*** MATERIAL SUPPLIED ***

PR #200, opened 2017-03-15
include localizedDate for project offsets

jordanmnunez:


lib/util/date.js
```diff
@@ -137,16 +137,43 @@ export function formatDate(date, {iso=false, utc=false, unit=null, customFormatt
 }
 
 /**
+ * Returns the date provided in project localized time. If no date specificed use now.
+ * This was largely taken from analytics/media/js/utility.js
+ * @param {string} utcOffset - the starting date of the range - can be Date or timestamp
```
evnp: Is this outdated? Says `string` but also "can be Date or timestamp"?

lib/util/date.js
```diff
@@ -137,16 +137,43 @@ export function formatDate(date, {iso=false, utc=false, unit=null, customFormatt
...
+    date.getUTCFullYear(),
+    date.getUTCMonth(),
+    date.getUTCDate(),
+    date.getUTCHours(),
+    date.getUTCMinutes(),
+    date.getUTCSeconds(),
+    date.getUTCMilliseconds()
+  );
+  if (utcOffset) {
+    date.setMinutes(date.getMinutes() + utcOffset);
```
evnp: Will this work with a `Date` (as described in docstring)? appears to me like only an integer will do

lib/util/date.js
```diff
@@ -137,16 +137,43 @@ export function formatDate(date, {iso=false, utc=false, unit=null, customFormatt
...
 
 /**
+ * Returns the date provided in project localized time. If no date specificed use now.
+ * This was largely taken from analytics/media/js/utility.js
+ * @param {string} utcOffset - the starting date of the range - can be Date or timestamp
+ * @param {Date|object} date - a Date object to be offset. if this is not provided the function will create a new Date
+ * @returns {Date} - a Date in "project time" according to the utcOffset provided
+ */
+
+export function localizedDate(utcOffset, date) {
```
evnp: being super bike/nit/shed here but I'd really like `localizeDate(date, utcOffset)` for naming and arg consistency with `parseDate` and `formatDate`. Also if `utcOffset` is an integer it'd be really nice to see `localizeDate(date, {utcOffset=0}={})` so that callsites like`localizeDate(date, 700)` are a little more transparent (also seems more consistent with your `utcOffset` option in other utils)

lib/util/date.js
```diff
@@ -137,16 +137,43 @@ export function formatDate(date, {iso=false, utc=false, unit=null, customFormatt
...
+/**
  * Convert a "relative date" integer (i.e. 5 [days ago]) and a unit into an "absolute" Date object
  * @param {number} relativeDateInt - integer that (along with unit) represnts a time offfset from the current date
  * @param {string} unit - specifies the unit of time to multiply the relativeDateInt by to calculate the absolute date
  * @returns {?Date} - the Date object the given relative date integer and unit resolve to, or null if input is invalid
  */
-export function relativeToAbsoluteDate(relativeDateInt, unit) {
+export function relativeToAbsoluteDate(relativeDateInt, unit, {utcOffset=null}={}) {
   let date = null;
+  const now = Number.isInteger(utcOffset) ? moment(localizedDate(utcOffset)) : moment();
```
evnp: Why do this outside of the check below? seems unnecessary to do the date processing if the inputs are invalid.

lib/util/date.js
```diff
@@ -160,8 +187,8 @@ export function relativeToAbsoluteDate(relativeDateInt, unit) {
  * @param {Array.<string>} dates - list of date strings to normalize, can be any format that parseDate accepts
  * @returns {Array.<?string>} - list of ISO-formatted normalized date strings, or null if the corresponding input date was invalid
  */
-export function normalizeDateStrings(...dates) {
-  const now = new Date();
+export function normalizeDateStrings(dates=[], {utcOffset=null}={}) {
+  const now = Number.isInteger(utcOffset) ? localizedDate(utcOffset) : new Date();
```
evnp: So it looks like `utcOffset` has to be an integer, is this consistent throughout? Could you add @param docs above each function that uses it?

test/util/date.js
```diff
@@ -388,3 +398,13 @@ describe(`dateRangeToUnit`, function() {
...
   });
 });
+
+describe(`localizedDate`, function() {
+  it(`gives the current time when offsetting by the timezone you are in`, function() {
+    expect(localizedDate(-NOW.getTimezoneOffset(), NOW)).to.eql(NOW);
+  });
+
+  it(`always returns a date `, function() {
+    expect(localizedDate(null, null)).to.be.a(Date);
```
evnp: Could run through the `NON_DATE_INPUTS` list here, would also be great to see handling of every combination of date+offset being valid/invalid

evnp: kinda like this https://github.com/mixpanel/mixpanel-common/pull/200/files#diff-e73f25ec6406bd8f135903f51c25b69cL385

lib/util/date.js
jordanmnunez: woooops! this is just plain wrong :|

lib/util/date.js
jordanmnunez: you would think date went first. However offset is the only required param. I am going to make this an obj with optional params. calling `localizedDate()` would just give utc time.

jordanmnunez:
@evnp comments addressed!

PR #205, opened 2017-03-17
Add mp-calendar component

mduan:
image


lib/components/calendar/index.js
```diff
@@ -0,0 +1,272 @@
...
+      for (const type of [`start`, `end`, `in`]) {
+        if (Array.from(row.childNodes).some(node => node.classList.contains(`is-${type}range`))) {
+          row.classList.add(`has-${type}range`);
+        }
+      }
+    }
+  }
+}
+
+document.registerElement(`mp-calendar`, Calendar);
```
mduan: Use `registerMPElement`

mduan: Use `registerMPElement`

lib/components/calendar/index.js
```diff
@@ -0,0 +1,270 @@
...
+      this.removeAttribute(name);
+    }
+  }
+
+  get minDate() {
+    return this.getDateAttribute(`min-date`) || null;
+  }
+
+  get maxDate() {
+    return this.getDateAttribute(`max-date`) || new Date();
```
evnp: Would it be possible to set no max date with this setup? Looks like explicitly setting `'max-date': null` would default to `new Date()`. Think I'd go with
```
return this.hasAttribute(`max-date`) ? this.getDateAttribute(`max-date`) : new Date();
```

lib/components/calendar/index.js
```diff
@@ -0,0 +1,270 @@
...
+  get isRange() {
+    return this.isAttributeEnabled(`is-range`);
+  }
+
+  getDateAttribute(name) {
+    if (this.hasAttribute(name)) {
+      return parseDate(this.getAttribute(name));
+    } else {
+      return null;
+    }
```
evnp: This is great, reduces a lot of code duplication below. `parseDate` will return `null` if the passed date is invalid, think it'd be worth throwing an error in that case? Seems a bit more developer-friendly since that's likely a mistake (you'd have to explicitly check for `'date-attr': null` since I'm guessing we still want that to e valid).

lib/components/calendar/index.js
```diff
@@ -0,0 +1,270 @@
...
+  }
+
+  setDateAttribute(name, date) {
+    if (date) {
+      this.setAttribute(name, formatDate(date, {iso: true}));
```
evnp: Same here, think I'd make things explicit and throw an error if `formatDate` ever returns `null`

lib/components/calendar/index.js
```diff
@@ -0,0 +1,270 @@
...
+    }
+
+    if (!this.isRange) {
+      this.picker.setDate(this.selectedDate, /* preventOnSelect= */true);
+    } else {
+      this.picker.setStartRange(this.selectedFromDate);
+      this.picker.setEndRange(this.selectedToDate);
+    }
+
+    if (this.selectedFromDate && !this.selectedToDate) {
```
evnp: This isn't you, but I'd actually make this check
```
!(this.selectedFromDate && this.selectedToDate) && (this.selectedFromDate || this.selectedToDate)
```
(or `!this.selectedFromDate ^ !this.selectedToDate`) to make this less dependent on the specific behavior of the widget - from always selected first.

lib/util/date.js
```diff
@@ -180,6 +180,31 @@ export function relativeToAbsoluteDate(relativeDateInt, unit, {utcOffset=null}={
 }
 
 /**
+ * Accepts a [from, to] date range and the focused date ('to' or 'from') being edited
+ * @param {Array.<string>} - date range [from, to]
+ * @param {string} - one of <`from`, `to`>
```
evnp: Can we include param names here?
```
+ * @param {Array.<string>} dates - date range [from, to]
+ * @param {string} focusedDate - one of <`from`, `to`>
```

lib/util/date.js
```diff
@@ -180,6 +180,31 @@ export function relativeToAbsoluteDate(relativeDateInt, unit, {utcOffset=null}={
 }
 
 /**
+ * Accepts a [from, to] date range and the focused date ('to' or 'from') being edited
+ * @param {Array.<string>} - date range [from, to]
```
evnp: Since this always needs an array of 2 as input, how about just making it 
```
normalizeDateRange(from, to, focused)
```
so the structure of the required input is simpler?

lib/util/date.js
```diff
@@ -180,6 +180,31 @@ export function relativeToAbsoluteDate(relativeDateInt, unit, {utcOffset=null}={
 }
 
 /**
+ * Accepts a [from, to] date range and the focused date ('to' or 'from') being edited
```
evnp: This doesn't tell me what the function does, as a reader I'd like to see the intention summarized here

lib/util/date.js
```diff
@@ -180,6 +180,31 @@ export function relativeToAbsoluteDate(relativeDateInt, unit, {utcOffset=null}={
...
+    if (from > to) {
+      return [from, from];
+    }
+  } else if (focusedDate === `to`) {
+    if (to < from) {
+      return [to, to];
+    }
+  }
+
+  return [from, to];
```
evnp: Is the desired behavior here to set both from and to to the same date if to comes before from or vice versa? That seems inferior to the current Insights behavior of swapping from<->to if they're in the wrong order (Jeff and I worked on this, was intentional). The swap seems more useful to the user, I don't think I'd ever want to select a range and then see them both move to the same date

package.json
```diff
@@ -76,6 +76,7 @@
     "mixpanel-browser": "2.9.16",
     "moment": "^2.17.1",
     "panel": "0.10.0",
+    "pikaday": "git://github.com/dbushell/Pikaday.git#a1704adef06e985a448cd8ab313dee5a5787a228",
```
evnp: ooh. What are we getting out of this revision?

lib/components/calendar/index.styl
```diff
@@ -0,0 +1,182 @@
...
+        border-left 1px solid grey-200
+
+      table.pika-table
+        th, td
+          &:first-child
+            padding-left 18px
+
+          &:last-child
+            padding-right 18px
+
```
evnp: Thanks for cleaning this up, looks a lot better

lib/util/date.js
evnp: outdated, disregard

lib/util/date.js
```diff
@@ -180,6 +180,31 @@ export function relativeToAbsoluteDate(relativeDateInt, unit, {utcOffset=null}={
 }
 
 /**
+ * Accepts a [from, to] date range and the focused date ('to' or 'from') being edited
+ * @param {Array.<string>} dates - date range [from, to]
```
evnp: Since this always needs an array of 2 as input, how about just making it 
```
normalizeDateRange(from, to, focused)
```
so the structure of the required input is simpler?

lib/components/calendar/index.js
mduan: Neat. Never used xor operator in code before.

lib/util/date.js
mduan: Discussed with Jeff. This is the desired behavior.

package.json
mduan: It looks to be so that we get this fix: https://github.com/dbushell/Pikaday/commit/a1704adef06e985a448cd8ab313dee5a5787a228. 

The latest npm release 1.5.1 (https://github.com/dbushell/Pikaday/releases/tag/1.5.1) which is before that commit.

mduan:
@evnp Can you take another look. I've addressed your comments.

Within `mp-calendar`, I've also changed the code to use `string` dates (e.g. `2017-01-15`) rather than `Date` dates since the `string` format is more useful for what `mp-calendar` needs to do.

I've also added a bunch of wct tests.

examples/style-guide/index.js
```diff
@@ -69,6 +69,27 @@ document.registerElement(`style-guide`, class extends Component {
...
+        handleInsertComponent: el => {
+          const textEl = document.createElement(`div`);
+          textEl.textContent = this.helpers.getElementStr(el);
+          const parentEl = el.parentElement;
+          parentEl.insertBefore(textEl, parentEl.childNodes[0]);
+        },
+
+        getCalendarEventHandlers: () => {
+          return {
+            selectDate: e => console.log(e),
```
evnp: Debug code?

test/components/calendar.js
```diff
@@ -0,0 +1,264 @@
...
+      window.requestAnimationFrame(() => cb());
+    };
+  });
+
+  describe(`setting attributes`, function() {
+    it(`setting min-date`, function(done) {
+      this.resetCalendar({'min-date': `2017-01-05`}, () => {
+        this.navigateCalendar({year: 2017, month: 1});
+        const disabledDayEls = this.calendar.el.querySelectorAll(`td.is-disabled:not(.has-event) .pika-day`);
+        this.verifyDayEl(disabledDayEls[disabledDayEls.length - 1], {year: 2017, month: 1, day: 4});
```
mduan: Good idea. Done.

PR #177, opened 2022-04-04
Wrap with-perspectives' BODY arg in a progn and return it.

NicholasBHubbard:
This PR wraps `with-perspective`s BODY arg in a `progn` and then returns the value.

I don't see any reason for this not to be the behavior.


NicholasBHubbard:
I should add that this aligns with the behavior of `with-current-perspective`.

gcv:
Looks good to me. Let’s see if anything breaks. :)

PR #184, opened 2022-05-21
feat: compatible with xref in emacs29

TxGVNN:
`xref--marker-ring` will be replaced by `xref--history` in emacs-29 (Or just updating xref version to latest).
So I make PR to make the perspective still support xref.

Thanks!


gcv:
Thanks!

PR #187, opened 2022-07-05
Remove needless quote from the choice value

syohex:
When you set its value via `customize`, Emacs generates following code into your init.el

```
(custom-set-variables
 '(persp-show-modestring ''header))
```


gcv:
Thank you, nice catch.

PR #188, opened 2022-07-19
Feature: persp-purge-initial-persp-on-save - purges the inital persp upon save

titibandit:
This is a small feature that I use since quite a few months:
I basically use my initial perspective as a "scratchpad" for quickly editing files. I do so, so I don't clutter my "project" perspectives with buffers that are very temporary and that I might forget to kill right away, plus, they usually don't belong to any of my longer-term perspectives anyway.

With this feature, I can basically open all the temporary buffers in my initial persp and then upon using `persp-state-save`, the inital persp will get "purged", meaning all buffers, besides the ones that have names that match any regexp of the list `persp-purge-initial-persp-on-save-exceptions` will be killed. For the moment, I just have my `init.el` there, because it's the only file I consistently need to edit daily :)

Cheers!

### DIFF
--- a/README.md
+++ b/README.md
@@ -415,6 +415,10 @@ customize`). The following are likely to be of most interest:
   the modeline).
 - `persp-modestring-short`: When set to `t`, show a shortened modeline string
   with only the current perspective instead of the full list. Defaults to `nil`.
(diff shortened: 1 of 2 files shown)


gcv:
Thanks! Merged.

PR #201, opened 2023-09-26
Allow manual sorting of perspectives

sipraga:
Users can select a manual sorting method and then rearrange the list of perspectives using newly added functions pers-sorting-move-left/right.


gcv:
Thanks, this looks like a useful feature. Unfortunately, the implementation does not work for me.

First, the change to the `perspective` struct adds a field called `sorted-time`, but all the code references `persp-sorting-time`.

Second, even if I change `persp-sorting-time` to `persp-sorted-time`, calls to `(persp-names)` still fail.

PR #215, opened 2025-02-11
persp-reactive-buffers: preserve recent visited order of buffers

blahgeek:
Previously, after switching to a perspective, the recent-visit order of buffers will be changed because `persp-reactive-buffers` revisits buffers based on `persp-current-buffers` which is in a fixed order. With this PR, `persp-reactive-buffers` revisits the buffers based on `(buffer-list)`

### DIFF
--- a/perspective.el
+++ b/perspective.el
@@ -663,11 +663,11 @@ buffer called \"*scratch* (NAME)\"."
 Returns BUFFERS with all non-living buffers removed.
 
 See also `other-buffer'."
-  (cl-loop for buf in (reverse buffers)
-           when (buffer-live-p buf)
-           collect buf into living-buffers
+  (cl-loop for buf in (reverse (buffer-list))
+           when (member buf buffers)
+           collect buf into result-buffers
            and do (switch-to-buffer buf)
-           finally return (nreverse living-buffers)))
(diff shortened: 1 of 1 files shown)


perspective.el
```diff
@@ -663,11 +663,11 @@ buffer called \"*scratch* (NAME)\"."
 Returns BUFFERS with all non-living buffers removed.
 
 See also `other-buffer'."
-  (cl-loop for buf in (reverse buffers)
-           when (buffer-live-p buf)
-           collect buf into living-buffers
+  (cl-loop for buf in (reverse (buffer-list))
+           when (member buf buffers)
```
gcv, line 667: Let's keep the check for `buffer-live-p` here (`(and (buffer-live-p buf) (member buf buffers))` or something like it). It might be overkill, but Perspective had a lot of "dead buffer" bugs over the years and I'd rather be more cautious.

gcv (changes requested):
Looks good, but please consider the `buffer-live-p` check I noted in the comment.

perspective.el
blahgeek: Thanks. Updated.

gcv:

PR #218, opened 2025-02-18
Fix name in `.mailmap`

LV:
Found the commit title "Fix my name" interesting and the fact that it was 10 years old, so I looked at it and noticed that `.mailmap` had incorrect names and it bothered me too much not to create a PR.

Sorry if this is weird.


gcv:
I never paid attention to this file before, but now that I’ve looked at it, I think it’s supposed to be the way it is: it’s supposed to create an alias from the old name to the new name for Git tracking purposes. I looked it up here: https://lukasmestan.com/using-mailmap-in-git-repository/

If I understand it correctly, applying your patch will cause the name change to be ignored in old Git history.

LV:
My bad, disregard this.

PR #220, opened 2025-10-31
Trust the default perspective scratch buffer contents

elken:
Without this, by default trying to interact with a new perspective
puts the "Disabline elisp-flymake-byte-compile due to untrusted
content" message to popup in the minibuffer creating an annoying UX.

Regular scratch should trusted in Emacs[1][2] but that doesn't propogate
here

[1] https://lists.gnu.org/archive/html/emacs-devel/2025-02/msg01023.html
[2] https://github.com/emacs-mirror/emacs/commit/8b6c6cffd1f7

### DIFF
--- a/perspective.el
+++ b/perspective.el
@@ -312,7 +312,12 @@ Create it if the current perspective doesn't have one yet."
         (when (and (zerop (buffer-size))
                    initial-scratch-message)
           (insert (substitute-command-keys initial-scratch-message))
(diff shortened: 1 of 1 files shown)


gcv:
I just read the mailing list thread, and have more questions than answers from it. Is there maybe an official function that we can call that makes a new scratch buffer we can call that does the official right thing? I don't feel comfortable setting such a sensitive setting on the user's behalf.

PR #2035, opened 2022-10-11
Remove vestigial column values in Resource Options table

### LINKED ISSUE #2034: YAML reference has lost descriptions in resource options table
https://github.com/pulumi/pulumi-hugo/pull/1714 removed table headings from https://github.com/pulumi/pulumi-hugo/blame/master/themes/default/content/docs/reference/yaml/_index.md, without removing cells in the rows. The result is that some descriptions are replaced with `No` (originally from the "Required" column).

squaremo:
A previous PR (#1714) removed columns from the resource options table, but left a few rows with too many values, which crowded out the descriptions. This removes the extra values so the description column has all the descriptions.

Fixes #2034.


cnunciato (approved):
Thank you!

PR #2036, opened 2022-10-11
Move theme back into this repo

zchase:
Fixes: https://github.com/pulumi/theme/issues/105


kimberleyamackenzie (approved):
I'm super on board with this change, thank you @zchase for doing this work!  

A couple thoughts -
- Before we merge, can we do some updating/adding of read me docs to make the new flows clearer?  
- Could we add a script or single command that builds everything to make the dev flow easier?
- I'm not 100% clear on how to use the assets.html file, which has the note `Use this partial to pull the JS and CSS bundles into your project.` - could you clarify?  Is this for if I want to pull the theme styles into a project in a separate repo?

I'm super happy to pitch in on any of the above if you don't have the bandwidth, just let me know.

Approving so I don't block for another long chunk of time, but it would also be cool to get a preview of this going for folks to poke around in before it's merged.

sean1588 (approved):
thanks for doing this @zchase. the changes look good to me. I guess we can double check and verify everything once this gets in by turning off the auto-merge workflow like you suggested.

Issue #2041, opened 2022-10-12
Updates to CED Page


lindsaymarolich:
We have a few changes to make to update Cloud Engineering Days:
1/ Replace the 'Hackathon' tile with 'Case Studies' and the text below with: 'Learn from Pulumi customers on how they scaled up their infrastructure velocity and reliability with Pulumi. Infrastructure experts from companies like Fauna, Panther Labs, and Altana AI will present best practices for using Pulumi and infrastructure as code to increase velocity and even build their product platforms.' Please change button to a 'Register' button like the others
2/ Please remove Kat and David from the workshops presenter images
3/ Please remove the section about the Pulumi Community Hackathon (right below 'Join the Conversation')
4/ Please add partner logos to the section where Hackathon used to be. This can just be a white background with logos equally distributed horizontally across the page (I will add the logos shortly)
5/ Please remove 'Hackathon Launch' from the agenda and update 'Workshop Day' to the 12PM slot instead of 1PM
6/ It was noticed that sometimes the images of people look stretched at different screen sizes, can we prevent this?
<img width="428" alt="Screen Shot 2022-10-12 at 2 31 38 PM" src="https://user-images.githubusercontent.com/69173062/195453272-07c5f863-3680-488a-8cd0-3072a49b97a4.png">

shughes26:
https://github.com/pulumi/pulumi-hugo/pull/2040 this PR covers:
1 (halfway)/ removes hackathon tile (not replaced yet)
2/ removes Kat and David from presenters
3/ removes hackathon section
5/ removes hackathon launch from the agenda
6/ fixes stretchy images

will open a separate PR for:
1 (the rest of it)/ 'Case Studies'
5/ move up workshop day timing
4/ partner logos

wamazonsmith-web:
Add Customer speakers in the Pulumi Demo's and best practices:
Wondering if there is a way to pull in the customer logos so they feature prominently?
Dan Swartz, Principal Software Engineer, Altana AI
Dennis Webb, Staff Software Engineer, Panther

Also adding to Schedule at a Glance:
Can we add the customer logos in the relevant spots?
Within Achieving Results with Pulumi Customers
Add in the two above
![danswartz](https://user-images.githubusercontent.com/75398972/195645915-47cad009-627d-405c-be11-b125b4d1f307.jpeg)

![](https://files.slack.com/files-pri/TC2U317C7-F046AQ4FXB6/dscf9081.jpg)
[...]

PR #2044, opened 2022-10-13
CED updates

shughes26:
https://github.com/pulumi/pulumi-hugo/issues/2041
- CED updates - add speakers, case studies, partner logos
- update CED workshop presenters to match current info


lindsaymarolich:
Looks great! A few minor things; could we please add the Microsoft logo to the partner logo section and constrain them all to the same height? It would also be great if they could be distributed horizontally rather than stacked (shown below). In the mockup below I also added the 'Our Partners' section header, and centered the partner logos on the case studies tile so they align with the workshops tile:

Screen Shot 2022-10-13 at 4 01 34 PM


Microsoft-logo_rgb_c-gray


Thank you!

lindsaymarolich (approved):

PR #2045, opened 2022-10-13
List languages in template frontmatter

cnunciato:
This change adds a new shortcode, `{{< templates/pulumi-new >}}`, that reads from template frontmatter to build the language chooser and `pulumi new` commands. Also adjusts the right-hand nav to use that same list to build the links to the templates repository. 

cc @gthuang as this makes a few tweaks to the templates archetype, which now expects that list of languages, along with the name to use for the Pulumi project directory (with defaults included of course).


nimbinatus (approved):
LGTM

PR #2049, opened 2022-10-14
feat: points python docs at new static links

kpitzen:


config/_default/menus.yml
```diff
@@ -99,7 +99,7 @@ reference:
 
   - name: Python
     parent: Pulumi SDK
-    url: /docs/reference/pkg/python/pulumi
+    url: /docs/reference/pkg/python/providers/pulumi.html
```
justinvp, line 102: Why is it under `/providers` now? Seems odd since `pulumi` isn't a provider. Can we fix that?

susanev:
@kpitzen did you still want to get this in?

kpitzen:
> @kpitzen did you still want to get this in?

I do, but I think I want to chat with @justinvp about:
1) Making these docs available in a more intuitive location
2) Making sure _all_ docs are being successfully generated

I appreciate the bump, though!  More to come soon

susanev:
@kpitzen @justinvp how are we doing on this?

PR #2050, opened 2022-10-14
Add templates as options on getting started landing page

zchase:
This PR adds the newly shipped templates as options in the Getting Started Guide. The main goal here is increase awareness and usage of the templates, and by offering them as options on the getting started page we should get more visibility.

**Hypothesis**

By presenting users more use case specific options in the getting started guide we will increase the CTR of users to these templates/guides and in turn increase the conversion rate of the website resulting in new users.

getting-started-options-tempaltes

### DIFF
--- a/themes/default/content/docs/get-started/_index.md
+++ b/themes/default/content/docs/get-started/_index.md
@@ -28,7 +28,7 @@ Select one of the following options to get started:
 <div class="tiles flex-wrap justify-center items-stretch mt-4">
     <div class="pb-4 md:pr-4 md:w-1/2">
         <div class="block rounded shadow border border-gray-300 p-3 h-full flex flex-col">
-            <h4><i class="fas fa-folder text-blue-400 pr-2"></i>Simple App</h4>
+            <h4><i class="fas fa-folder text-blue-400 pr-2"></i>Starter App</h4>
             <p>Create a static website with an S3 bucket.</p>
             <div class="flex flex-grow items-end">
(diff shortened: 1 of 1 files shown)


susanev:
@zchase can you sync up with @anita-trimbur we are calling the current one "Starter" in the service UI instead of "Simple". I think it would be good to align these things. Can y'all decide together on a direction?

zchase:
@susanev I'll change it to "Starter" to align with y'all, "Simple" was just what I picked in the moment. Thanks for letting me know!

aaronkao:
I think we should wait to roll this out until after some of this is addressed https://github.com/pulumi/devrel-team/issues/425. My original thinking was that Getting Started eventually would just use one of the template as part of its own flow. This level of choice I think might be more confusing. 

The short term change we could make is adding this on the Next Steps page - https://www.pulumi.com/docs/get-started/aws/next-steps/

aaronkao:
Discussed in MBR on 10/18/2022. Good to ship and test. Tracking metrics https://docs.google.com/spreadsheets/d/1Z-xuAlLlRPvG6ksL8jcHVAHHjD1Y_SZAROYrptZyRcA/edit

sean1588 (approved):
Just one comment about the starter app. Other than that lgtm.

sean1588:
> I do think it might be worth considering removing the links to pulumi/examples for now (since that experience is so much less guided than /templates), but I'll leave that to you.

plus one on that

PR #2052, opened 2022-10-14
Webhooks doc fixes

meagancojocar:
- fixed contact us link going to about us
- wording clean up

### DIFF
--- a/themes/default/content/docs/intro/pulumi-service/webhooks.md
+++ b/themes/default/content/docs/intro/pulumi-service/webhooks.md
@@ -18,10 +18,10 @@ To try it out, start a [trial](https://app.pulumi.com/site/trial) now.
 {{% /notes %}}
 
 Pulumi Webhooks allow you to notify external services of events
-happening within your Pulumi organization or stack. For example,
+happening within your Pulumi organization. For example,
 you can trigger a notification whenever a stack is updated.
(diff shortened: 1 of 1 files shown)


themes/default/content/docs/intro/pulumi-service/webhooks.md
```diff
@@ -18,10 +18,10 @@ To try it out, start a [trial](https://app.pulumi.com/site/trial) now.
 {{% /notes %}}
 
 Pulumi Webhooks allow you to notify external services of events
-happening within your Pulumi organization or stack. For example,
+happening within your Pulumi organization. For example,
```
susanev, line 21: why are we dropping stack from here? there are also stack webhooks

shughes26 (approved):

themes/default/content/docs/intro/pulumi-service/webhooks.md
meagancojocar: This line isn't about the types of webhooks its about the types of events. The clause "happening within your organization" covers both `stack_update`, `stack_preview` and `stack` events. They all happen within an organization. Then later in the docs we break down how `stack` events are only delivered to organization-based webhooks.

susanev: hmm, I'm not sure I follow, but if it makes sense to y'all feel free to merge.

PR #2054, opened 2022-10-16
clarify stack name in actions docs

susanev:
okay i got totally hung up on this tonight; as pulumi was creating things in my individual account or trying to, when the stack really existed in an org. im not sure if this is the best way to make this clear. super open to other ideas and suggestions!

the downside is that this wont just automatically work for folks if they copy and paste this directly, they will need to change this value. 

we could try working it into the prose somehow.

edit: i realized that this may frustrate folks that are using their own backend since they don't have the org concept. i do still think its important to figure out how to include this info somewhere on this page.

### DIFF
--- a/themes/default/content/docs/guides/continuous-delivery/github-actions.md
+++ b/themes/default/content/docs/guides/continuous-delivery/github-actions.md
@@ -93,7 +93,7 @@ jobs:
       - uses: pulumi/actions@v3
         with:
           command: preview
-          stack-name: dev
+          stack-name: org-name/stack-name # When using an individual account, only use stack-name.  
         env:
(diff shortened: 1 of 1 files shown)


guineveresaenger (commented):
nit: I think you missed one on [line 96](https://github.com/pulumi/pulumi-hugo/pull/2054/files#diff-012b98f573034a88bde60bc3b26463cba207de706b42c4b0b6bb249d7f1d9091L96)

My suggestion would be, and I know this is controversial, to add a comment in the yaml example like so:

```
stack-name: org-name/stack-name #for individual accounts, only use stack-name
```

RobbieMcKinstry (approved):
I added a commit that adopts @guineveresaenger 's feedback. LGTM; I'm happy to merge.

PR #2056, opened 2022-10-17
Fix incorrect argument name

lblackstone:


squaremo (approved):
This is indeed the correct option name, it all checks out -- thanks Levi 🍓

***

Take every line from the data that contains the word "fixed".

Previously, after switching to a perspective, the recent-visit order of buffers will be changed because `persp-reactive-buffers` revisits buffers based on `persp-current-buffers` which is in a fixed order. With this PR, `persp-reactive-buffers` revisits the buffers based on `(buffer-list)`
- fixed contact us link going to about us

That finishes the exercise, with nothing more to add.